3.4. Sensory Evaluation

Based on the higher antioxidant and ACE inhibitory activities of T4 and T5 compared to those of the other samples, they were selected as test samples. Because the C was prepared only with a starter and T1 was treated with L. rhamnosus GG, which is a commercial probiotic strain, these two groups were considered as reference groups. All samples were subjected to sensory evaluation for color, taste, texture, flavor, and overall acceptability. The results are presented in

Table 1. Consumer panelist ratings for the yogurt samples on a 7-point scale.

Sensory Evaluation	Samples
	C	T1	T4	T5
Color	5.71 ± 1.35	5.61 ± 1.33	5.39 ± 1.31	5.48 ± 1.23
Taste	4.10 ± 1.33	4.19 ± 1.35	4.58 ± 1.31	4.55 ± 1.39
Texture	4.80 ± 1.40	5.19 ± 1.11	5.29 ± 1.30	5.06 ± 1.50
Flavor	4.90 ± 1.04	5.39 ± 0.99	5.42 ± 0.99	5.39 ± 0.88
Overall	4.16 ± 1.37	4.58 ± 1.20	4.61 ± 1.36	4.74 ± 1.29

Values are means ± standard deviation (n = 31); Means are not significantly different (p > 0.05). C, control yogurt without probiotics; T1, L. rhamnosus GG KCTC 12202BP; T4, L. plantarum NK181; T5, L. delbrueckii KU200171.
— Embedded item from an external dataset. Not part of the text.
Issue #1470, opened 2020-04-05
FmtStr does not take numbwritten bytes into account


yvgny:
When executing the method `execute_writes()`, the `numbwritten` argument is not taken into account, so the written values are wrong.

. For all sensory evaluations, except for color, T4 and T5 were given higher values than C. However, there were no significant differences between all samples (p > 0.05). Karimi et al. [25] reported the expression of various flavors and tastes in fermented foods according to various probiotics. For example, L. rhamnosus SP3 expressed a fruity flavor in cheese. Although there is a slight difference, compared to C, the reason that the yogurt with probiotics showed good results in sensory evaluation is thought to be due to the influence of the strains. It is considered that this functional yogurt is suitable for sensory evaluation. In addition, the stability of L. plantarum NK181 and L. delbrueckii KU200171, such as bile resistance, acid resistance, and intestinal adhesion ability, has been confirmed in previous studies [20,38]. Therefore, these probiotics are considered useful LAB in the dairy industry.

4. Conclusions

This study confirmed the functionality of yogurt fermented using various probiotics. Compared with C, all probiotic yogurts showed antioxidant activities, and ACE inhibitory effects, especially T4 treated with L. plantarum NK181 and T5 treated with L. delbrueckii KU200171 showed significantly higher activities (p < 0.05) than any other groups tested in this study. Sensory evaluation of those two samples showed no significant difference when compared with the commercial group. Recently, with increasing interest in promoting health through food, probiotics with inhibitory effects on angiotensin-converting enzymes are becoming attractive to the functional food industry for preventing adult chronic diseases, especially for hypertension patients. Furthermore, it is expected that this study will be useful in the application of functional fermented dairy materials in the pharmaceutical industry.